10ml of it cost £4.25."
I buy my nicotine at 72mg wholesale - 1L costs around £60 and will last me 3 years. The biggest issue is that it goes off which is why I put it into glass airtight jars and keep them in the freezer.
The problem with your example is that the air can get into the glass to replace the helium. In the drive, air can't get in to replace the helium so any losses would create negative pressure inside - which would serve to keep the remaining helium in place.
It's the same concept as the trick you can do with a bottle of water - fill it up, put some small holes in (with the cap on) and the water will stay in the bottle.. remove the cap and the water will spurt out.
A few years back I worked for a photocopier dealer going out, installing the machines etc. We had one picky customer who kept calling and complaining the output of the copier (which was properly calibrated) never matched the colours on their screens. Every single screen in the place was neither calibrated nor the same as the screen of the person next to them but they refused to accept that it was the screens that were wrong! Somehow they thought the copier should be calibrated to each screen individually!
It's great that manufacturers stand behind their warranties however many items are designed to fail not long after that warranty expires. Case in point - I just repaired a switch.. was 2 months past its warranty when it failed. The cause - 10v Capacitors failed on a 12v circuit on the PSU board!
Similar thing about 10 years ago with a Toshiba surround system at home.. caps failed within 2 months of the end of warranty, fitted higher voltage ones and its still going strong to this day!
With Phones, tablets and laptops, the batteries are the most obvious point of failure and will lose quite a lot of capacity with a charge a day over 2-3 years - if they don't fail fully that is/
Personally I run a couple of 512GB SSDs in a RAID 0 stripe.. tops out at around 1100MB/s and gives me plenty of space for OS and most applications.. On top of that I have a RAID 0 with 2x 2TB SSHD for storage, and a 6TB Western Digital Red for backup. I also have a 60GB SLC SSD which is used for page file and temp files in order to prevent unnecessary wear to the larger SSDs.
Re: Microsoft time
Not sure what the longest I have seen is, but it was several decades..
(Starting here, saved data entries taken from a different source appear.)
PR #1115, opened 2020-08-10
Ability to use menu in CrazyAuction or chestcommands. 

Jakubar:
When u make fast click, u will see "lore" of item and the cost
So the main idea is, when you try to click "next page" you are not able to open it.
image


DoctorMacc:
Looks like you accidentally made a pull request instead of an issue. Please move this to an issue, thanks!

E404NNF:
He accidentally WHAT?

PR #1124, opened 2020-08-11
Add 'passthrough-protocol-name' config option

Prouser123:
Adds a `passthrough-protocol-name` config option, ~~also bumps the `config-version` to 4.~~ *not needed*

I set it to use the map option as it seems to me that it is not possible to change the actual protocol version - came up to me as `1.16.0 (Vanilla)`?

Not entirely sure if this is something that would be accepted (although I will be using it at least) but worth a shot! As said in the `config.yml` comment, this is only really useful for java servers that show a custom protocol. (popular real-world example: The Hive using `BeeCord`)

Let me know if you need anything!

### DIFF
--- a/connector/src/main/java/org/geysermc/connector/configuration/GeyserConfiguration.java
+++ b/connector/src/main/java/org/geysermc/connector/configuration/GeyserConfiguration.java
@@ -36,7 +36,7 @@ import java.util.Map;
 public interface GeyserConfiguration {
 
     // Modify this when you update the config
-    int CURRENT_CONFIG_VERSION = 3;
+    int CURRENT_CONFIG_VERSION = 4;
 
     IBedrockConfiguration getBedrock();
 
@@ -48,6 +48,9 @@ public interface GeyserConfiguration {
 
     @JsonIgnore
     boolean isPassthroughMotd();
+
+    @JsonIgnore
+    boolean isPassthroughProtocolName();
 
     @JsonIgnore
     boolean isPassthroughPlayerCounts();
@@ -99,7 +102,7 @@ public interface GeyserConfiguration {
         String getAddress();
 
         int getPort();
-        
+
         void setAddress(String address);
 
         void setPort(int port);
--- a/connector/src/main/java/org/geysermc/connector/configuration/GeyserConfiguration.java
+++ b/connector/src/main/java/org/geysermc/connector/configuration/GeyserConfiguration.java
@@ -102,7 +102,7 @@ public interface GeyserConfiguration {
         String getAddress();
 
         int getPort();
-
+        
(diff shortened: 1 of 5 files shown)


DoctorMacc:
Thanks for the PR!

Seems like a fine addition to have, but as it's a niche thing and doesn't disrupt the current config I don't think we need to bump up the config version.

connector/src/main/java/org/geysermc/connector/configuration/GeyserConfiguration.java
```diff
@@ -99,7 +102,7 @@
         String getAddress();
 
         int getPort();
-
```
DoctorMacc, line 102: Revert this change for a cleaner commit.

connector/src/main/resources/config.yml
```diff
@@ -50,9 +50,11 @@ floodgate-key-file: public-key.pem
 # Disabling this will prevent command suggestions from being sent and solve freezing for Bedrock clients.
 command-suggestions: true
 
-# The following two options enable "ping passthrough" - the MOTD and/or player count gets retrieved from the Java server.
+# The following three options enable "ping passthrough" - the MOTD and/or player count and/or protocol name gets retrieved from the Java server.
```
DoctorMacc, line 53: Make this `the MOTD, player count and/or protocol name`

connector/src/main/resources/config.yml
```diff
@@ -50,9 +50,11 @@ floodgate-key-file: public-key.pem
...
 # Relay the MOTD from the remote server to Bedrock players.
 passthrough-motd: false
+# Relay the protocol name (e.g. BungeeCord [X.X], Paper 1.X) - only really useful when using a custom protocol name!
```
DoctorMacc, line 56: Add an explanation that it's used for sites like McSrvStatus? Feel free to go on a second comment line to explain.

connector/src/main/resources/config.yml
```diff
@@ -114,7 +116,7 @@ metrics:
   # UUID of server, don't change!
   uuid: generateduuid
 
-# ADVANCED OPTIONS - DO NOT TOUCH UNLESS YOU KNOW WHAT YOU ARE DOING! 
+# ADVANCED OPTIONS - DO NOT TOUCH UNLESS YOU KNOW WHAT YOU ARE DOING!
```
DoctorMacc, line 119: Forgot to catch this - revert this for a cleaner commit.

Prouser123:
@DoctorMacc Thanks! I've made the requested changes now - with the whitespace changes it was because my editor runs code linting on save + commit :P

RednedEpic:
Thanks for the contribution!

PR #1168, opened 2020-08-19
Auto-configure more if setting is enabled

DoctorMacc:
- Geyser dumps now show if the config was automatic
- Floodgate is now automatically detected if the address is also automatically found
- If the plugin versions' servers have the listening address set to something different, set our remote address to that

### DIFF
--- a/bootstrap/sponge/src/main/java/org/geysermc/platform/sponge/GeyserSpongeConfiguration.java
+++ b/bootstrap/sponge/src/main/java/org/geysermc/platform/sponge/GeyserSpongeConfiguration.java
@@ -26,11 +26,7 @@
 package org.geysermc.platform.sponge;
 
 import lombok.AllArgsConstructor;
-
-import lombok.Getter;
-import lombok.Setter;
 import ninja.leaping.configurate.ConfigurationNode;
-
 import org.geysermc.connector.configuration.GeyserConfiguration;
 
 import java.io.File;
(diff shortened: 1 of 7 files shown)


connector/src/main/java/org/geysermc/connector/configuration/GeyserJacksonConfiguration.java
```diff
@@ -38,6 +38,12 @@
 @JsonIgnoreProperties(ignoreUnknown = true)
 public abstract class GeyserJacksonConfiguration implements GeyserConfiguration {
 
+    /**
+     * If the config was originally 'auto' before the values changed
+     */
+    @Getter @Setter
+    private boolean autoconfiguredRemote = false;
+
```
rtm516, line 46: This should be moved to the correct order. It also doesn't need the `@Getter` since that's set at class level.

bootstrap/sponge/src/main/java/org/geysermc/platform/sponge/GeyserSpongeConfiguration.java
```diff
@@ -41,6 +43,13 @@
     private File dataFolder;
     private ConfigurationNode node;
 
+    /**
+     * If the config was originally 'auto' before the values changed
+     */
+    @Getter
+    @Setter
```
rtm516, line 50: I would likely remove these to follow the rest of the config, unless that causes issues.

rtm516 (changes requested):

rtm516 (approved):

PR #1170, opened 2020-08-19
Add Server Name config option

Prouser123:
Shows up both in the pause menu and in the options menu.

Unfortunately this can only be set once for the duration of the session (bedrock protocol limitation) but after #656 we could potentially add an option for using the world-name from the java server.

### DIFF
--- a/connector/src/main/java/org/geysermc/connector/configuration/GeyserJacksonConfiguration.java
+++ b/connector/src/main/java/org/geysermc/connector/configuration/GeyserJacksonConfiguration.java
@@ -29,7 +29,6 @@ import com.fasterxml.jackson.annotation.JsonIgnoreProperties;
 import com.fasterxml.jackson.annotation.JsonProperty;
 import lombok.Getter;
 import lombok.Setter;
-
 import org.geysermc.connector.GeyserConnector;
 import org.geysermc.connector.common.serializer.AsteriskSerializer;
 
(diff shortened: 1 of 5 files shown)


connector/src/main/resources/config.yml
```diff
@@ -20,6 +20,8 @@ bedrock:
   # The MOTD that will be broadcasted to Minecraft: Bedrock Edition clients. Irrelevant if "passthrough-motd" is set to true
   motd1: "GeyserMC"
   motd2: "Another GeyserMC forced host."
+  # The Server Name that will be sent fo Minecraft: Bedrock Edition clients. Visible in both the pause menu and the settings menu.
```
DoctorMacc, line 23: Sent fo -> Sent to

Prouser123: oops!

connector/src/main/java/org/geysermc/connector/configuration/GeyserJacksonConfiguration.java
```diff
@@ -29,6 +29,8 @@
 import com.fasterxml.jackson.annotation.JsonProperty;
 import lombok.Getter;
 import lombok.Setter;
+
```
DoctorMacc, line 32: We've had this before where it's a Visual Studio thing, but typically we have all non-Java-namespace imports on one block with no whitespace.

PR #1195, opened 2020-08-24
Bedrock <-> Bedrock skin display fix

rtm516:
This needs testing with SkinRestorer but should fix bedrock skin display issues.


bundabrg:
Works for me

connector/src/main/java/org/geysermc/connector/utils/SkinProvider.java
```diff
@@ -157,10 +158,20 @@ public static Cape getCachedCape(String capeUrl) {
     public static CompletableFuture<SkinAndCape> requestSkinAndCape(UUID playerId, String skinUrl, String capeUrl) {
         return CompletableFuture.supplyAsync(() -> {
             long time = System.currentTimeMillis();
+            String newSkinUrl = skinUrl;
+
+            if (skinUrl == "steve" || skinUrl == "alex") {
```
jordieh, line 163: Shouldn’t it be equals in case the strings aren’t interned?

jennasisis:
What exactly does this fix? Custom skins and/or skins from the marketplace?

DoctorMacc:
This will fix Bedrock skins displaying for Bedrock clients.

RednedEpic (approved):

PR #1203, opened 2020-08-25
Create SECURITY.md

toinouH:
I noticed that the SECURITY.md was missing so I add it today.


RednedEpic:
This is more of something that a privacy policy would cover. We'll likely be adding this in the near future which will cover everything this file should cover in much more detail. Regardless, thanks for taking the time to open this!

PR #1206, opened 2020-08-25
Tweaks to support Android

rtm516:
- Downgrade reflections to 0.9.11 to fix the bug mentioned https://github.com/ronmamo/reflections/issues/273
- Moves reflections to get built at compile-time then get loaded in later, this fixes reflections for Android and also should prevent high CPU usage on load as it doesn't have to rescan the classpath.
- Move some URLs to https to prevent Android erroring. (Optifine capes are still HTTP, see https://github.com/sp614x/optifine/issues/4701)
- Moves cache folder to be relative to the config folder

### DIFF
--- a/connector/src/main/java/org/geysermc/connector/common/PlatformType.java
+++ b/connector/src/main/java/org/geysermc/connector/common/PlatformType.java
@@ -36,7 +36,8 @@ public enum PlatformType {
     SPIGOT("Spigot"),
     SPONGE("Sponge"),
     STANDALONE("Standalone"),
-    VELOCITY("Velocity");
+    VELOCITY("Velocity"),
+    ANDROID("Android");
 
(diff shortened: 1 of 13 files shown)


SupremeMortal (approved):
Looks all good

connector/src/main/java/org/geysermc/connector/common/PlatformType.java
```diff
@@ -36,7 +36,8 @@
     SPIGOT("Spigot"),
     SPONGE("Sponge"),
     STANDALONE("Standalone"),
-    VELOCITY("Velocity");
+    VELOCITY("Velocity"),
+    ANDROID("Android");
```
DoctorMacc, line 40: This enum was alphabetical; it's probably apt that it stays that way.

PR #1291, opened 2020-09-14
Implement command block and jigsaw support

DoctorMacc:
- Command block UI is now fully implemented to match Java Edition.
- Command block minecarts are now supported.
- Command blocks now show the correct type of command block.
- Jigsaw blocks are translated.

Structure blocks can be implemented, but these will be trickier as there are significant GUI differences between Java and Bedrock.

### DIFF
--- a/README.md
+++ b/README.md
@@ -39,7 +39,6 @@ Take a look [here](https://github.com/GeyserMC/Geyser/wiki#Setup) for how to set
   - [ ] Beacon
   - [ ] Cartography Table
   - [ ] Stonecutter
-  - [ ] Command Block
   - [ ] Structure Block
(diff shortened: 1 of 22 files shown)


rtm516:
!start-test-server

rtm516 (approved):

RehanPlayz:
+1

EasyClifton:
Everything works perfectly, except that you can't break the command block from bedrock.

DoctorMacc:
Great to hear. We're still debating about how best to handle breaking.

EasyClifton:
It requires OP on both sides, but that wouldn't work very well for bedrock.

RednedEpic (approved):

PR #1314, opened 2020-09-19
Fix player rotation on spawning

Camotoy:
Setting the MovePlayerPacket type to TELEPORTED allows rotation to be applied as well.


Camotoy:
Closing this for cleanliness, and I'll reopen it if it's necessary. This may have been fixed by a Bedrock update.

PR #1421, opened 2020-10-18
Send position update every 3 seconds if idle

DoctorMacc:
Prevents timeouts in certain instances when AFK.

Has been tested, but could use some more... just in case.


Hyronymos1337:
When this will gets merged, so I can use master again?

DoctorMacc:
No guarantees, but I'll try to get it merged soon.

rtm516 (approved):

PR #1435, opened 2020-10-21
Send your ip as plugin message

JH3Y50N:
i don't know if this work, my eclipse don't load the maven project i only code finding by class and method name but i want ips of users


DoctorMacc:
Is Floodgate not an option for you?

JH3Y50N:
> Is Floodgate not an option for you?

no

D3ATHBRINGER13:
This may lead to a lot of spam but turning on debug mode shows the IPs of connecting players

DoctorMacc:
Unfortunately, as this does not compile and Floodgate achieves this already, I'm going to close it. If you want this to be implemented, I would recommend:

- Submitting a working PR
- Making a feature request.

PR #1438, opened 2020-10-22
Add support for the Unknown gamemode

DoctorMacc:
Geyser will now accept the unknown gamemode. Should actually translate relatively nicely to Bedrock but at this stage it's definitely just 'supporting' it and not fully tested.


SizzlinSeal (approved):

DoctorMacc:
Will be merged with 1.16.4 tomorrow.

PR #1445, opened 2020-10-24
Allow server pong to appear if MOTDs are too long

Camotoy:
If the server MOTDs are 340 characters or longer, they will not appear. If this is the case, we trim each.


connector/src/main/java/org/geysermc/connector/network/ConnectorServerEventHandler.java
```diff
@@ -95,6 +95,17 @@ public BedrockPong onQuery(InetSocketAddress inetSocketAddress) {
             pong.setMaximumPlayerCount(config.getMaxPlayers());
         }
 
+        // The ping will not appear if the MOTD + sub-MOTD is of a certain length.
+        if (pong.getMotd().length() + pong.getSubMotd().length() > 339) {
+            // Split the difference
+            if (pong.getMotd().length() > 170) {
```
rtm516, line 101: Could this be added as a note to the config so users know it will be trimmed to 170 characters?

DoctorMacc:
Converting to draft as 1: this isn't a critical issue, 2: we want to try to understand *why* this is happening to better implement a fix.

connector/src/main/java/org/geysermc/connector/network/ConnectorServerEventHandler.java
```diff
@@ -95,6 +95,17 @@ public BedrockPong onQuery(InetSocketAddress inetSocketAddress) {
...
+                pong.setMotd(pong.getMotd().substring(0, 170));
+            }
+            if (pong.getSubMotd().length() > 170) {
+                pong.setSubMotd(pong.getSubMotd().substring(0, 170));
+            }
```
rtm516, line 106: Can this be changed to allow for one being slightly longer and one being slightly shorter than 170 characters?
EG:
motd: `Hello, World!` (13)
submotd: `Some super long second motd line, with extra text! Damn didn't realise this had to be this long to hit the character limit. This is going on for a while and my brain is running out of things to type into this.` (209)
Total of 222 which is less than 339 so should not cause an issue with the packet.

rtm516 (changes requested):

connector/src/main/java/org/geysermc/connector/network/ConnectorServerEventHandler.java
DoctorMacc: That code won't be hit unless the total length is greater than 339 (see the if statement right above).

rtm516 (approved):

We run a scanning bureau and in the past we have had to dump several hundred million tiffs from one hard disk to another.. Through Windows this turned out to be so time consuming that in the end I just wrote a batch file and did it through dos / command prompt.. the copy took about a week that way!
Re: Just a small bump in the road...
"never seen a dead Nvidia card."
I've had several. Including a GTX 280 which was overheating like crazy.. On inspection I discovered the heatspreader on the chip (not the heatsink) was badly fitted. After much careful work to cut through the silicone holding it in place I managed to remove it, apply some decent thermal grease and stick it back together. Temps went from 110C forcing thermal shutdown to about 65C under load.